= Sally Barrington =

British oncologist medical researcher

Sally Barrington is a British oncologist and medical researcher. She is a professor of positron emission tomography (PET) Imaging and National Institute for Health Research (NIHR) research professor at King's College London (KCL), England, United Kingdom. She joined KCL in 1993.

== Education ==
Barrington obtained her MB BS from the United Medical Dental Schools of Guy's and St Thomas', University of London.

Barrington obtained her nuclear medicine training at the Guy's and St Thomas’ Hospital London, where she was later appointed as a consultant in 1998.

== Career==
Her research is focused on the study of lymphoma cancer and radiotherapy planning using PET imaging. She has been involved in numerous multicentre clinical trials. She has also work experience in other clinical areas, including, but not limited to, oncology, neurology, cardiology and infection/inflammation. She co-leads the UK PET Research Network.
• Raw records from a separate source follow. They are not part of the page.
PR #541, opened 2024-07-17
fix(eslint): don't read ref.current on render

lismith2-cisco:
# Description

add rule to warn some cases of ref.current being read during render

# Links

https://confluence-eng-gpk2.cisco.com/conf/display/WTWC/Use+useState+not+useRef+for+persistent+generated+ids

https://jira-eng-gpk2.cisco.com/jira/browse/SPARK-543350

### DIFF
--- a/.eslintrc.js
+++ b/.eslintrc.js
@@ -63,6 +63,13 @@ module.exports = {
     },
   ],
   rules: {
+    'no-restricted-syntax': [
+      'warn',
+      {
+        'selector': "JSXAttribute > JSXExpressionContainer > MemberExpression[property.name='current']",
+        'message': 'Do not read ref.current on render. Either use useState instead of useRef to store the value, or read ref.current in a useEffect or event handler.'
+      }
+    ],
     quotes: ['error', 'single', { allowTemplateLiterals: true, avoidEscape: true }],
     'no-console': ['error', { allow: ['warn'] }],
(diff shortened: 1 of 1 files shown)


.eslintrc.js
```diff
@@ -63,6 +63,13 @@ module.exports = {
     },
   ],
   rules: {
+    'no-restricted-syntax': [
+      'warn',
+      {
+        'selector': "JSXAttribute > JSXExpressionContainer > MemberExpression[property.name='current']",
```
maxinteger, line 69: This selector does not work in every case. For example in the `src/components/TextInput/TextInput.tsx` there are 3 `useRef`s:

```ts

  const messageId = useRef(uuidV4());
  const labelId = useRef(uuidV4());
  const clearButtonId = useRef(uuidV4());
```

When the `clearButtonId.current` used directly ESLint give me the warning, but when `messageId.cirrent` is in an expression then there is no warning

image

maxinteger (changes requested):

.eslintrc.js
lismith2-cisco: I know but I don't think it is possible to get eslint to validate this. If you can work out a way, please let me know :) It looks like you can do it in flow ( https://flow.org/en/docs/react/hook-syntax/#preventing-unsafe-mutation ) but I've not seen anything for TypeScript.

PR #542, opened 2024-07-18
fix(a11y): added section to notificationsystem

cscheffauer:
# Description

- Replaced div with section for NotificationSystem and added required attribute ariaLabel to make sure a11y is always met
- Updated stories and unit tests

# Links

https://developer.mozilla.org/en-US/docs/Web/HTML/Element/section#technical_summary


jor-row (approved):
LGTM, tested with screen reader

PR #551, opened 2024-07-23
Alert only the string

Coread:
# Description

Only the text part of the notification should be read out as an alert by screen readers.

In this PR I've

1. removed the role=alert from all the toastify container
2. added role=alert to the Text in ToastNotification when the content is a string

This requires content other than strings to provide the alert separately.

# Links

### DIFF
--- a/src/components/NotificationSystem/NotificationSystem.unit.test.tsx
+++ b/src/components/NotificationSystem/NotificationSystem.unit.test.tsx
@@ -1,5 +1,5 @@
 import React, { CSSProperties, ReactNode, isValidElement } from 'react';
-import { act, render, screen, waitFor, waitForElementToBeRemoved } from '@testing-library/react';
+import { act, fireEvent, render, screen, waitFor, waitForElementToBeRemoved } from '@testing-library/react';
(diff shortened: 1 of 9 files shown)


src/components/NotificationSystem/NotificationSystem.unit.test.tsx
```diff
@@ -354,22 +375,25 @@ describe('<NotificationSystem />', () => {
...
-        NotificationSystem.dismiss(toastId);
-      });
+       NotificationSystem.dismiss(toastId);
+      }); 
+      jest.advanceTimersByTime(1000);
+      fireEvent.animationEnd(screen.getByText(textContent));
 
       // check if toast got removed and the toast is not active anymore
-      await waitForElementToBeRemoved(() => screen.queryByRole('alert'));
+      await waitForElementToBeRemoved(screen.getByText(textContent));
```
cscheffauer, line 386: this always need to be queryByRole, otherwise its not working correctly, see here:
https://testing-library.com/docs/guide-disappearance/#waiting-for-disappearance

PR #552, opened 2024-07-26
feat(aria-toolbar): pass down props + forward ref

torgeadelin:
# Description
- pass rest props on button group
- add forward ref to add reaction button
# Links


src/components/ButtonGroup/ButtonGroup.tsx
gabrielchl, line 1: should we add forwardRef to this as well while we're at it?

torgeadelin: button group usually wraps around multiple buttons, and forwarding the ref doesn't really make sense in this case. (1 ref for multiple buttons / 1 ref -> many buttons)

PR #553, opened 2024-07-29
feat(aria-toolbar-item): pass props to children

gabrielchl:
# Description

pass props to children

# Links


src/components/AriaToolbarItem/AriaToolbarItem.unit.test.tsx
```diff
@@ -35,5 +35,23 @@ describe('<AriaToolbarItem />', () => {
     });
   });
 
+  describe('behaviour', () => {
```
torgeadelin, line 38: not sure this is the appropriate suite for this test, and we should use valid props

torgeadelin (changes requested):
looking good, but 1 small comment

torgeadelin (approved):

PR #556, opened 2024-07-30
fix(a11y): checkbox id duplicate

cscheffauer:
# Description

- According to a11y duplicate id's should be avoided. At the moment the id is passed to the label and input. This fix will make sure to pass through the id only to the label, not the input itself to avoid duplication. This is also tested by the a11y tests in Storybook (not failing anymore with this fix).


jor-row (approved):
LGTM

In 2019, Barrington was awarded the British Nuclear Medicine Society (BNMS) Roll of Honour.' Barrington sits on the Editorial Board of Journal of Clinical Oncology; she is the chair of the National Institute for Health Research Academy Involvement Group and the Radiation Safety Committee of Guy's and St Thomas' NHS Foundation Trust. She is a member of various professional organisations, including the Scientific Committee for international workshops on PET in lymphoma, European Lymphoma Institute, Administration of Radioactive Substances Advisory Committee (ARSAC), CRUK Expert Review Panel, Oncology Committee of the European Association of Nuclear Medicine, and National Cancer Research Institute (NCRI) Clinical Studies Group in Lymphoma.

== Selected publications ==

=== Scientific journal papers ===
- 1980 citations: Recommendations for initial evaluation, staging, and response assessment of Hodgkin and non-Hodgkin lymphoma: the Lugano classification.
- 1133 citations: FDG PET/CT: EANM procedure guidelines for tumour imaging: version 2.0.
- 926 citations: Role of imaging in the staging and response assessment of lymphoma: consensus of the International Conference on Malignant Lymphomas Imaging Working Group.

=== Books edited ===
- 1999: Atlas of Clinical Positron Emission Tomography: By R. Wahl, S. Barrington, M. Maisey. CRC Press.
- 2005: Atlas of Clinical Positron Emission Tomography 2nd Edition: By R. Wahl, S. Barrington, M. Maisey. Hodder Education.

=== Book chapters ===
- Chapter 20 in PET/MRI in Oncology: Current Clinical Applications edited by Andrei Iagaru, Thomas Hope, Patrick Veit-Haibach.
- Chapter 8 in Radiotherapy for Hodgkin Lymphoma edited by Lena Specht, Joachim Yahalom.